The only way to get there
is to suspend time and space. And cross the Styx, a slow muddy river between
Ocala horse country and the college town of Gainesville.
We imagine ourselves as tourists in Miami during the 1950s,
staring at paper Florida map placemats in a diner. Drawings of mermaids and pirates on Florida’s
west coast strike us as elementary school myths. Instead of I-95, I -75, the Turnpike and AIA
flowing like the karmic rivers of birth, old age, sickness and death away from
the Fountain of Youth near Tampa, the one road out and up is 441.
This is the Route 66 of Florida. Tom Petty wrote about it in his song
“American Girl”.
“She was an American Girl raised on
promises…She stood alone on the balcony. Yeah she could hear the cars roll by
out on 441 like waves crashing on a beach.”

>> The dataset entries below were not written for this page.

PR #237, opened 2020-10-05
@W-8101850@ Display a warning when targets don't match

jbartolotta-sfdc:
Display a warning if the user specifies a target that is ignored by all
engines. This could be because the file doesn't exist or none of the
engines are configured to scan the file type.

### DIFF
--- a/test/lib/RuleManager.test.ts
+++ b/test/lib/RuleManager.test.ts
@@ -7,6 +7,7 @@ import fs = require('fs');
 import path = require('path');
 import Sinon = require('sinon');
 import * as TestOverrides from '../test-related-lib/TestOverrides';
+import {uxEvents} from '../../src/lib/ScannerEvents';
 
 TestOverrides.initializeTestSetup();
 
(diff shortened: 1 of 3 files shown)


test/lib/RuleManager.test.ts
```diff
@@ -175,7 +187,7 @@ describe('RuleManager', () => {
 				process.chdir(path.join('test', 'code-fixtures', 'projects'));
 			});
 			after(() => {
-				process.chdir("../..");
+				process.chdir("../../..");
```
jbartolotta-sfdc, line 190: This might be the same issue that Josh ran into last week with the junit output.

jfeingold35: It is.

jfeingold35 (commented):
I see that you have tests for files and globs, but I don't see one for directories. Could you add one for that?

rmohan20 (approved):

jfeingold35 (approved):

Exhaust shimmer and occasional green lights combine to carry
us past Palm Beach mansions. Walt Disney’s
Magic Kingdom in Orlando doesn’t exist in our 1950s mental continuum. Our
thoughts turn more toward gator farms. Soon we are skirting Big Daddy Don Garlit’s
Drag Racing Museum and Café Risqué, a small strip club outside of Micanopy,
both imaginary at this point. Now we are
on a two-lane road and are crossing the Styx, probably named by early settlers
who thought the area was as hot and snaky as hell. Now it’s time to pass One-Beer Road and we are
home.
The heat is prehistoric and clocks have stopped. Our busy
imagination is still. We slip three bucks a carload in the honor
system box. As we enter, we pass a Rawling’s quote talking about the
enchantment of Cross Creek. In another venue, she hinted at the force of nature
which is the flip side of the peace that can be found in Cross Creek and the
surrounding swamp.
“All life is a balance, when it is not a battle, between the
forces of creation and the forces of destruction, between love and hate,
between life and death. Perhaps it is
impossible to say where one ends and the other begins, for even creation and
destruction are relative.” Rawlings wrote.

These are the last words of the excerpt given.